> _Task_
Find every line in the data that contains the word "reactive". Return each of those lines.

> _Dataset entries_
* * * * * * *
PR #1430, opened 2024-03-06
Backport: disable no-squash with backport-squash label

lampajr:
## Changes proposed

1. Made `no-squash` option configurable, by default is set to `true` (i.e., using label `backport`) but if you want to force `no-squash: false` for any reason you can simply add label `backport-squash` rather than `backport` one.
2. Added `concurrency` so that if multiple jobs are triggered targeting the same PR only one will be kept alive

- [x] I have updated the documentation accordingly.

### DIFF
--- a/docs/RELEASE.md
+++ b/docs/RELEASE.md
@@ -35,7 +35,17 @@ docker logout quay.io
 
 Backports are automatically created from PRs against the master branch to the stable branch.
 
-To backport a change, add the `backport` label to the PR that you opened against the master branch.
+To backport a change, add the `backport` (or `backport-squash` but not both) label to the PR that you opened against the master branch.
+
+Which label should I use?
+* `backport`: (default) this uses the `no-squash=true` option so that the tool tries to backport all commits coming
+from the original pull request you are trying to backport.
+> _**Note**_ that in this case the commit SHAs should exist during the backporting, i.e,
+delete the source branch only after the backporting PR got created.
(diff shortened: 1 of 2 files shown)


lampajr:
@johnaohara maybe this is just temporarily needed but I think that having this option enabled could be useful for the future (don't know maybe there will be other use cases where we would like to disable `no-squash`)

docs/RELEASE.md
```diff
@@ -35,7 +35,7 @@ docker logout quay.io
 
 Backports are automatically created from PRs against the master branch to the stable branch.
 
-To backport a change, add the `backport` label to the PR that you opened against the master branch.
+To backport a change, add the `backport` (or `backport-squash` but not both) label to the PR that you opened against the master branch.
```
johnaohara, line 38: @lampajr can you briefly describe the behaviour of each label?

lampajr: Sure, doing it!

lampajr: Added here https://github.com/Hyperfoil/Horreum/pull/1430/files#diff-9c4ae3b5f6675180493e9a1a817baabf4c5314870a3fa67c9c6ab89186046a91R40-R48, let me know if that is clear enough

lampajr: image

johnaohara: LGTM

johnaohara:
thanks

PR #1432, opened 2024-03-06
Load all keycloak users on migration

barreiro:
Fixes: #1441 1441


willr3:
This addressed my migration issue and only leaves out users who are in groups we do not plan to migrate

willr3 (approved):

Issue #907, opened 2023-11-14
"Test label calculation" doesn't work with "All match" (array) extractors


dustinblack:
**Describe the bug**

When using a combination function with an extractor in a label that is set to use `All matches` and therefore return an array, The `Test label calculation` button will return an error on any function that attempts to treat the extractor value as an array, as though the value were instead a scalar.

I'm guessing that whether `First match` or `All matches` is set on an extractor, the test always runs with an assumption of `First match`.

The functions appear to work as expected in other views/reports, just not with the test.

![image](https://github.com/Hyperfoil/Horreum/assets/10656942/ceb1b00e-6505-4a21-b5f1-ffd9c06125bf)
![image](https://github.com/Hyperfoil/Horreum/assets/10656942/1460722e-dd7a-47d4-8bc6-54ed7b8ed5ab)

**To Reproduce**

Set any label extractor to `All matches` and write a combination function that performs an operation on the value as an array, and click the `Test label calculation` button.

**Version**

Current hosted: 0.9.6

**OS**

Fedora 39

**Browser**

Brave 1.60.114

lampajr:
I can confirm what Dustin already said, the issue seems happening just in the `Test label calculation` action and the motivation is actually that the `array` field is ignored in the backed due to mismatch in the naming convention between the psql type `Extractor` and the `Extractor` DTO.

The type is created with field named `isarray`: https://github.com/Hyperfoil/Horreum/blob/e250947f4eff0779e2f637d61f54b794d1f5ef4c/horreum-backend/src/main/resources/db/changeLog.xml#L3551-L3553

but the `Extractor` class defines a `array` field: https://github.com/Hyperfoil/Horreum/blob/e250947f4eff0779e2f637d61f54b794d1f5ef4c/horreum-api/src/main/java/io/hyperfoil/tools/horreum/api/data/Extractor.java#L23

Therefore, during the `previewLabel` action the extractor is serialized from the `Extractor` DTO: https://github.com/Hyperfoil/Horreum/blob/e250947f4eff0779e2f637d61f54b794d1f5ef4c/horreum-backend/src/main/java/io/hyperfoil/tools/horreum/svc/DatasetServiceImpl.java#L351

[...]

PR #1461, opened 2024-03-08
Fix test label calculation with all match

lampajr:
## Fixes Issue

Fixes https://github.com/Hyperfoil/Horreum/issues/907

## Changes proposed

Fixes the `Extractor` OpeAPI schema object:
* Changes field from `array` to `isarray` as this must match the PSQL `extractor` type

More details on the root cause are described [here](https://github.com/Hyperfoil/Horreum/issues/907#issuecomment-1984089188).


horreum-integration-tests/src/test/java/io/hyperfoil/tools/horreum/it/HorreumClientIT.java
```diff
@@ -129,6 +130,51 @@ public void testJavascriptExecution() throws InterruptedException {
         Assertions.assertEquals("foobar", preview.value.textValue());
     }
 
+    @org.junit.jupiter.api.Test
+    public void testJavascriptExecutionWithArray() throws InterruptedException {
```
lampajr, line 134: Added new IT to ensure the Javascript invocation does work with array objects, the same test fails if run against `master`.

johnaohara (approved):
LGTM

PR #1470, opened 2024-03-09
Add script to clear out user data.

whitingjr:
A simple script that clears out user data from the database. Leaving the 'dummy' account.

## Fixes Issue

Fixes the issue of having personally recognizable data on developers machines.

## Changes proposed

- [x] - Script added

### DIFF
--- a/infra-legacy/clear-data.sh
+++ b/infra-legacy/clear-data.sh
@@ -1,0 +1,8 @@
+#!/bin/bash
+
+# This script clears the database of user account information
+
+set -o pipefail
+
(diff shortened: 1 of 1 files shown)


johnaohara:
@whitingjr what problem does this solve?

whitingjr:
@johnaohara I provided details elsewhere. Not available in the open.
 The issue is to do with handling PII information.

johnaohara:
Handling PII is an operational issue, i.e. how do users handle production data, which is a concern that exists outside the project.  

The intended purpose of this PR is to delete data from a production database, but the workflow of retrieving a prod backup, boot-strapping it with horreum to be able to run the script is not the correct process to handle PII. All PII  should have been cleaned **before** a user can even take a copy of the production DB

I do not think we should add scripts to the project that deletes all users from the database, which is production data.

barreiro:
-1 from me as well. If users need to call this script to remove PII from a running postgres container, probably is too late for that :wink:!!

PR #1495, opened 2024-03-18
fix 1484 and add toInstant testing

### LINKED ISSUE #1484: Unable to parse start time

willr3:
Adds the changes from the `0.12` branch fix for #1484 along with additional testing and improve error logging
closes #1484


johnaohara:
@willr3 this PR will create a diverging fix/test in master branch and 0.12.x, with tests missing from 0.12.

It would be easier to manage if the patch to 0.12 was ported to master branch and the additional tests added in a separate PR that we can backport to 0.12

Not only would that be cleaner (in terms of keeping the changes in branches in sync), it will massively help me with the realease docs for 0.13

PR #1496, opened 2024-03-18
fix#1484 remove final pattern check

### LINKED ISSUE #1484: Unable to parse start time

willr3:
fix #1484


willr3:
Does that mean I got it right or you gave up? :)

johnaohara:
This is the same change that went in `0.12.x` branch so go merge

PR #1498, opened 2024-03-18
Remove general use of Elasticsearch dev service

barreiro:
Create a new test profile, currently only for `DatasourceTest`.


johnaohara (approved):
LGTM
* * * * * * *
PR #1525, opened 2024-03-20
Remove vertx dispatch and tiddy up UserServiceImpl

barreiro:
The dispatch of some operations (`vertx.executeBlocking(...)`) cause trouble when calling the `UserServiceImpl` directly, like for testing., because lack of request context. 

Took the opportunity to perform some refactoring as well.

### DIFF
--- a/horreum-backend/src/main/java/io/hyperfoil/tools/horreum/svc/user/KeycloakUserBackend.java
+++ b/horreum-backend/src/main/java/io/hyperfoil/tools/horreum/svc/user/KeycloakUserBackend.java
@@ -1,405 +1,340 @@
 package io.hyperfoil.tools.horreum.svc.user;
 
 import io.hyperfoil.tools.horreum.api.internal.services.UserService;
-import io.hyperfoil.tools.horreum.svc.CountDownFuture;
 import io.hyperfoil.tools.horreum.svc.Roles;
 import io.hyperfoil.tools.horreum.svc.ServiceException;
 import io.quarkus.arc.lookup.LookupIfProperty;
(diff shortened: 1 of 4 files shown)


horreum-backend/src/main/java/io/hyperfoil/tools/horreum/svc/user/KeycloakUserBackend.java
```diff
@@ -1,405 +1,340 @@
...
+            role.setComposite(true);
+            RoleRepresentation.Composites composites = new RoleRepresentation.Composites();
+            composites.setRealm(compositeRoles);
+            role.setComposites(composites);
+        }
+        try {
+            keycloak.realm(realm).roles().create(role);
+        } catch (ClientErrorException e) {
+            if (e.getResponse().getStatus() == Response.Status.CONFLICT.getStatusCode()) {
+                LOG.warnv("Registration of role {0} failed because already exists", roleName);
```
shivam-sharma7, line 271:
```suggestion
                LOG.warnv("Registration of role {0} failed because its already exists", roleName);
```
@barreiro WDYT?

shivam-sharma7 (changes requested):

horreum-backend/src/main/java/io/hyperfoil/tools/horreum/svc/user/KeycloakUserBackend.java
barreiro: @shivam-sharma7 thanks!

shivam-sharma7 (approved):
* * * * * * *
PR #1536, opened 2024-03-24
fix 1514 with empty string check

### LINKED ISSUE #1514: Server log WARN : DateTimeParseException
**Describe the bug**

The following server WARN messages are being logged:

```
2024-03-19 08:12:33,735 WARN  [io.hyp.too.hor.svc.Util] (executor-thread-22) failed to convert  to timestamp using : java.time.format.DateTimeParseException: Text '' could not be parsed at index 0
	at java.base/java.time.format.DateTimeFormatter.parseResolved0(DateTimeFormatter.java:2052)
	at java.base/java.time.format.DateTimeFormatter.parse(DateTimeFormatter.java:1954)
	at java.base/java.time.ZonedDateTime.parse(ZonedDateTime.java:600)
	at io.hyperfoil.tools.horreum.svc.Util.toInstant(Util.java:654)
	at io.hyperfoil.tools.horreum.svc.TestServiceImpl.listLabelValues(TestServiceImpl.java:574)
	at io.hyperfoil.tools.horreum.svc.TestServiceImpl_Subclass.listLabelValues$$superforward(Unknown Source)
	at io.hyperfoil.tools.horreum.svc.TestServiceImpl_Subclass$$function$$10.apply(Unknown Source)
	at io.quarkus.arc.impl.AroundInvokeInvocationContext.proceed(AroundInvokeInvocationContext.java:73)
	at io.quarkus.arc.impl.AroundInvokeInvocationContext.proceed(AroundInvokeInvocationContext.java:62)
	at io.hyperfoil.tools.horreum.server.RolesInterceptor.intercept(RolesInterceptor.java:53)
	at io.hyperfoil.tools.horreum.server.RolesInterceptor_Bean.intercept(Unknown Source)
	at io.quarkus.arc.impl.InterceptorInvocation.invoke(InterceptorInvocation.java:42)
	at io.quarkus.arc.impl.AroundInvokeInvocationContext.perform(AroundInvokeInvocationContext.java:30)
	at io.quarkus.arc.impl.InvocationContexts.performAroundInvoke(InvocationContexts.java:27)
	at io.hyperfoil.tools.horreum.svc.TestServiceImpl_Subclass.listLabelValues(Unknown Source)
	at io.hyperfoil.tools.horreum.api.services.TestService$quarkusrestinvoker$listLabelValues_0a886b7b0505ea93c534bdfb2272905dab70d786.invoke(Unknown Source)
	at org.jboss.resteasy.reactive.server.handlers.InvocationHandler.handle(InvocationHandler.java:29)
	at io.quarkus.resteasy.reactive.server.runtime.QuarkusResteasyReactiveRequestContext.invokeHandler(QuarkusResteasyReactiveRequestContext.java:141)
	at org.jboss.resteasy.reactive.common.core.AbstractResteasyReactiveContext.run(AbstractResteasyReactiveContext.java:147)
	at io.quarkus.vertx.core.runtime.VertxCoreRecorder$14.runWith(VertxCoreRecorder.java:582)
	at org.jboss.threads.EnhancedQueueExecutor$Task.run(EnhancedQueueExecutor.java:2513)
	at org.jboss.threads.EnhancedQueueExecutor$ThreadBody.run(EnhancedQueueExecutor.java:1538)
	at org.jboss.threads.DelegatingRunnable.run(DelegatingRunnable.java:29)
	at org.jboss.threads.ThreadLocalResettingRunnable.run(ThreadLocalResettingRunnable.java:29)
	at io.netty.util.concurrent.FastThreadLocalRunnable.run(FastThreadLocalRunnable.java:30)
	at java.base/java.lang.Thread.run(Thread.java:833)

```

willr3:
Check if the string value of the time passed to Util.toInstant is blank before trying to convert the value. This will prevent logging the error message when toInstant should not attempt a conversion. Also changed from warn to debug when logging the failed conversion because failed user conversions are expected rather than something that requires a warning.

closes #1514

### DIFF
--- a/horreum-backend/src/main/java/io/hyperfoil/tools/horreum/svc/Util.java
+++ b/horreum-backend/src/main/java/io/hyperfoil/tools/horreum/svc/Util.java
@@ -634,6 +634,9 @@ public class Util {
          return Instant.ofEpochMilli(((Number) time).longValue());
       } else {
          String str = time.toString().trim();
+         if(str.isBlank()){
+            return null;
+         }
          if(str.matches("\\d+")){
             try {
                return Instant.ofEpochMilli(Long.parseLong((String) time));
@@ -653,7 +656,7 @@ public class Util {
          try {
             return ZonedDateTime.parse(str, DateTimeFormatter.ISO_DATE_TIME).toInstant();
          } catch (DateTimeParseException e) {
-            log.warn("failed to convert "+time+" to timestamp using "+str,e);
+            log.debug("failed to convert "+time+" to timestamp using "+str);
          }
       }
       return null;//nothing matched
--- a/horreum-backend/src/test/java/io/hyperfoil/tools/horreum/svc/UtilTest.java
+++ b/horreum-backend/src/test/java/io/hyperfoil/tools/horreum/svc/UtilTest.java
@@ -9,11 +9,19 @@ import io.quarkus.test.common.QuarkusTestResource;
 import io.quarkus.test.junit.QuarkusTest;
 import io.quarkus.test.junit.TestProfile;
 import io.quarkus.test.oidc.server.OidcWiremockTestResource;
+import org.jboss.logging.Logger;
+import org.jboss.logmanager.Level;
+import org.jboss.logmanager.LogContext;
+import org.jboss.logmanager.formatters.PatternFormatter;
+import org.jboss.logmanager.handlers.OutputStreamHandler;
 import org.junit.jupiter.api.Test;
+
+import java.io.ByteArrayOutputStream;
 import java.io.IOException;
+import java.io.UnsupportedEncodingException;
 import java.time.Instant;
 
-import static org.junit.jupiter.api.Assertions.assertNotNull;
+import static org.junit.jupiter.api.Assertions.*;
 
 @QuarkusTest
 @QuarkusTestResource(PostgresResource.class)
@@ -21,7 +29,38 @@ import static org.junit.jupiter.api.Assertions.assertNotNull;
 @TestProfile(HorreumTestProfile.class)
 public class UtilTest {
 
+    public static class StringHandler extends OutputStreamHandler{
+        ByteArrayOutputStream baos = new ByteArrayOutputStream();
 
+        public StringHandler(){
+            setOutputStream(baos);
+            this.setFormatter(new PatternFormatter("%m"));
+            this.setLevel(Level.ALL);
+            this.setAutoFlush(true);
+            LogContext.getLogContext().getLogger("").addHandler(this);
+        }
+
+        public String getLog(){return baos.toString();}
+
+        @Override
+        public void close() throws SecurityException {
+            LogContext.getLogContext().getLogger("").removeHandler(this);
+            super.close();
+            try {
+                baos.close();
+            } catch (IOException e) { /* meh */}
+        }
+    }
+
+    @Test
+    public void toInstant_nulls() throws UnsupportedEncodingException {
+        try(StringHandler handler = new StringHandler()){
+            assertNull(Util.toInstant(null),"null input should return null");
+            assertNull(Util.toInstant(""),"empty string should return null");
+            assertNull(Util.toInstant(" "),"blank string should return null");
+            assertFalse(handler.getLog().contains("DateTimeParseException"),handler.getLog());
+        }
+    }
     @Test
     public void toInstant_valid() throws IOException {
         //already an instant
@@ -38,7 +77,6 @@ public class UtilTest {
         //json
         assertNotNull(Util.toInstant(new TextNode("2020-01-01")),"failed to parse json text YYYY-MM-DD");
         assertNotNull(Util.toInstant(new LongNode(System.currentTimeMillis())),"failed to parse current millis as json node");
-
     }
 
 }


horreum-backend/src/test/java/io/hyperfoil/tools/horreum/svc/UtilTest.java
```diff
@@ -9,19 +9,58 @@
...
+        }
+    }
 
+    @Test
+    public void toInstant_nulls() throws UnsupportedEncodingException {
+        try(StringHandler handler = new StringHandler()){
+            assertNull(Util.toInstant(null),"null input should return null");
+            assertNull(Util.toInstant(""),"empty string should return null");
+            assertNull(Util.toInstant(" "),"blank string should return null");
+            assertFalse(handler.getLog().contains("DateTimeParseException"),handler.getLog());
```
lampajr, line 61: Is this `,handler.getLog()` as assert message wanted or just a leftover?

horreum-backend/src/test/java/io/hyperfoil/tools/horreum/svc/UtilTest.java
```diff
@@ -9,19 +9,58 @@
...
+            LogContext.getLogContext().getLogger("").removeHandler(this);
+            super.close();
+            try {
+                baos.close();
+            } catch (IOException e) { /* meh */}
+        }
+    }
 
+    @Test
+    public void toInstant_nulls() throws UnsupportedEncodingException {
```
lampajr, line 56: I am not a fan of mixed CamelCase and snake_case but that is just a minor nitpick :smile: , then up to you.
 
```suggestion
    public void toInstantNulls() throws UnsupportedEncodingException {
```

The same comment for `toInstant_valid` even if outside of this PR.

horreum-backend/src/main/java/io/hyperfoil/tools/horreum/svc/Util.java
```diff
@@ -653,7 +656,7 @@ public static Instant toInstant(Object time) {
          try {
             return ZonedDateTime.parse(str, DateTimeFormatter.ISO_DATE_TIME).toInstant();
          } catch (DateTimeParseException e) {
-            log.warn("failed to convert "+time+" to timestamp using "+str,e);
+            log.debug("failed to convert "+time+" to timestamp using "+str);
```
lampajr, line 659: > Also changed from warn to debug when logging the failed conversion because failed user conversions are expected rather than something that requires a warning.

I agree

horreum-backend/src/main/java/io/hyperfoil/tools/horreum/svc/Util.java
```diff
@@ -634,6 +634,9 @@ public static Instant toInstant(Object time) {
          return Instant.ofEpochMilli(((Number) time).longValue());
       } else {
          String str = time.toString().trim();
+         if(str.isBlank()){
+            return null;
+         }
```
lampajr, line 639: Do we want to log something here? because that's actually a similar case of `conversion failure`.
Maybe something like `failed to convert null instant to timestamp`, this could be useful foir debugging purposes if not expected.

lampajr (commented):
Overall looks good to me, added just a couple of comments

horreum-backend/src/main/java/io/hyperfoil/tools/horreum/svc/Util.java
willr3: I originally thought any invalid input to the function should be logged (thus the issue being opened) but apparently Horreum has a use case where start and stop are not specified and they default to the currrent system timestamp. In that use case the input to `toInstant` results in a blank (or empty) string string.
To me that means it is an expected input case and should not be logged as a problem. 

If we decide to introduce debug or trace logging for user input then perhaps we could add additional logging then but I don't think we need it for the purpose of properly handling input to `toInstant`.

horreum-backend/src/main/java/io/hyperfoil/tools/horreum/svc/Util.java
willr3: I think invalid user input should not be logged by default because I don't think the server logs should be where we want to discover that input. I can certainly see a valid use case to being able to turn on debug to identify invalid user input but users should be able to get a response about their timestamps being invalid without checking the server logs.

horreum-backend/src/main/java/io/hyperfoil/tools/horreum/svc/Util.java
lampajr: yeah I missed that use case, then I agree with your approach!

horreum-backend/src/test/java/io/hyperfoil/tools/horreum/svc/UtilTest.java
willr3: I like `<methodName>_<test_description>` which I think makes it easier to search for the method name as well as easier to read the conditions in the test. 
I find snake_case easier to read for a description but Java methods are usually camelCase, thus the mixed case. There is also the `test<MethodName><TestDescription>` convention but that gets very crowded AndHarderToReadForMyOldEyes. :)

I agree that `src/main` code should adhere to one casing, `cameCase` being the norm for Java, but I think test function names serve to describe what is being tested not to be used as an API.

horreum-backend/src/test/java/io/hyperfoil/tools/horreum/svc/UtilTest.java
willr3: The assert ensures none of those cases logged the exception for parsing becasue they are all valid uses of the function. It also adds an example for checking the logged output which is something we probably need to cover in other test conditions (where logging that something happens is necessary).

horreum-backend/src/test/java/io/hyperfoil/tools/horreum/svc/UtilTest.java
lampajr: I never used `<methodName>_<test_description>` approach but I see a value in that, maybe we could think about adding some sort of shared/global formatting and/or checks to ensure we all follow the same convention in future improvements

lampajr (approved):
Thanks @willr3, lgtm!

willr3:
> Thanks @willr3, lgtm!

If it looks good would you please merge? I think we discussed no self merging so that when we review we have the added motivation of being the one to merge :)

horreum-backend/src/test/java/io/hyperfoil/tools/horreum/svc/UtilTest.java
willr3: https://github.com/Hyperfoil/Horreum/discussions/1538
* * * * * * *
> _Result of this task_
	at org.jboss.resteasy.reactive.server.handlers.InvocationHandler.handle(InvocationHandler.java:29)
	at io.quarkus.resteasy.reactive.server.runtime.QuarkusResteasyReactiveRequestContext.invokeHandler(QuarkusResteasyReactiveRequestContext.java:141)
	at org.jboss.resteasy.reactive.common.core.AbstractResteasyReactiveContext.run(AbstractResteasyReactiveContext.java:147)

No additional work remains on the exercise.